The golden arches have become so commonplace in Germany that they seem almost invisible. You don’t notice them unless you’re looking for them, or feeling hungry. One German McDonald’s, however, stands out from the rest. It sits on a nondescript street in a new shopping complex not far from Dachau, the first concentration camp opened by the Nazis. The stores were built on fields where Dachau’s inmates once did forced labor. Although the architecture of the shopping complex looks German and futuristic, the haphazard placement of the buildings on the land seems distinctively American. They would not seem out of place near an off‑ramp of I‑25 in Colorado. Across the street from the McDonald’s there’s a discount supermarket. An auto parts store stands a few hundred yards from the other buildings, separated by fields that have not yet vanished beneath concrete. In 1997, protests were staged against the opening of a McDonald’s so close to a concentration camp where gypsies, Jews, homosexuals, and political opponents of the Nazis were imprisoned, where Luftwaffe scientists performed medical experiments on inmates and roughly 30,000 people died. The McDonald’s Corporation denied that it was trying to profit from the Holocaust and said the restaurant was at least a mile from the camp. After the curator of the Dachau Museum complained that McDonald’s was distributing thousands of leaflets among tourists in the camp’s parking lot, the company halted the practice. “Welcome to Dachau,” said the leaflets, “and welcome to McDonald’s.”

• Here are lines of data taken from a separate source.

PR #3044, opened 2024-04-26
filters: deprecate OpenTracing in FilterContext

AlexanderYastrebov:
Deprecate OpenTracing FilterContext getters and remove their usage from filters.

For #2104

### DIFF
--- a/filters/filters.go
+++ b/filters/filters.go
@@ -108,9 +108,16 @@ type FilterContext interface {
 	Metrics() Metrics
 
 	// Allow filters to add Tags, Baggage to the trace or set the ComponentName.
+	//
+	// Deprecated: OpenTracing is deprecated, see https://github.com/zalando/skipper/issues/2104.
+	// Use opentracing.SpanFromContext(ctx.Request().Context()).Tracer() to get the proxy span Tracer.
 	Tracer() opentracing.Tracer
 
 	// Allow filters to create their own spans
+	//
+	// Deprecated: OpenTracing is deprecated, see https://github.com/zalando/skipper/issues/2104.
+	// Filter spans should be children of the proxy span,
+	// use opentracing.SpanFromContext(ctx.Request().Context()) to get the proxy span.
 	ParentSpan() opentracing.Span
 
 	// Returns a clone of the FilterContext including a brand new request object.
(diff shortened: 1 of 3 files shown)


filters/openpolicyagent/openpolicyagent.go
```diff
@@ -599,7 +599,7 @@ func (opa *OpenPolicyAgentInstance) startSpanFromContextWithTracer(tr opentracin
 }
 
 func (opa *OpenPolicyAgentInstance) StartSpanFromFilterContext(fc filters.FilterContext) (opentracing.Span, context.Context) {
-	return opa.startSpanFromContextWithTracer(fc.Tracer(), fc.ParentSpan(), fc.Request().Context())
+	return opa.StartSpanFromContext(fc.Request().Context())
```
AlexanderYastrebov, line 602: @mjungsbluth BTW I am not sure why OPA needs a whole set of opentracing helpers.

I think it should get tracer from its options and for synchronous filter requests it should get proxy span (and its tracer if needed) via `opentracing.SpanFromContext(ctx.Request().Context())`

szuecs:
:+1:

filters/filters.go
```diff
@@ -108,9 +108,16 @@ type FilterContext interface {
...
+	//
+	// Deprecated: OpenTracing is deprecated, see https://github.com/zalando/skipper/issues/2104.
+	// Use opentracing.SpanFromContext(ctx.Request().Context()).Tracer() to get the proxy span Tracer.
 	Tracer() opentracing.Tracer
 
 	// Allow filters to create their own spans
+	//
+	// Deprecated: OpenTracing is deprecated, see https://github.com/zalando/skipper/issues/2104.
+	// Filter spans should be children of the proxy span,
+	// use opentracing.SpanFromContext(ctx.Request().Context()) to get the proxy span.
```
AlexanderYastrebov, line 120: This is not a proxy span but a "filters" span added by https://github.com/zalando/skipper/pull/890 if enabled https://github.com/zalando/skipper/blob/f6bf0336bafcaab3a7e71447d6925fdaf54d5c2a/proxy/tracing.go#L111-L119

Maybe we can change it to return ingress span.
Anyway it is not used by anything, e.g. `tracingTag` uses ingress span (which is `opentracing.SpanFromContext(ctx.Request().Context())`)

filters/openpolicyagent/openpolicyagent.go
mjungsbluth: @AlexanderYastrebov It should be fine the way you outlined. It was probably overly defensive to include the tracer for cases where the context does not already contain a span (which actually don't provide much value for the synchronous cases).

filters/filters.go
AlexanderYastrebov: See https://github.com/zalando/skipper/pull/3052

The McDonald’s at Dachau is one‑third of a mile from the entrance to the concentration camp. The day I went there, the restaurant was staging a “Western Big Mac” promotion. It was decorated in a Wild West theme, with paper place mats featuring a wanted poster of “Butch Essidie.” The restaurant was full of mothers and small children. Teenagers dressed in Nikes, Levis, and Tommy Hilfiger T‑shirts sat in groups and smoked cigarettes. Turkish immigrants worked in the kitchen, seventies disco music played, and the red paper cups on everyone’s tray said “Always Coca‑Cola.” This McDonald’s was in Dachau, but it could have been anywhere – anywhere in the United States, anywhere in the world. Millions of other people at that very moment were standing at the same counter, ordering the same food from the same menu, food that tasted everywhere the same.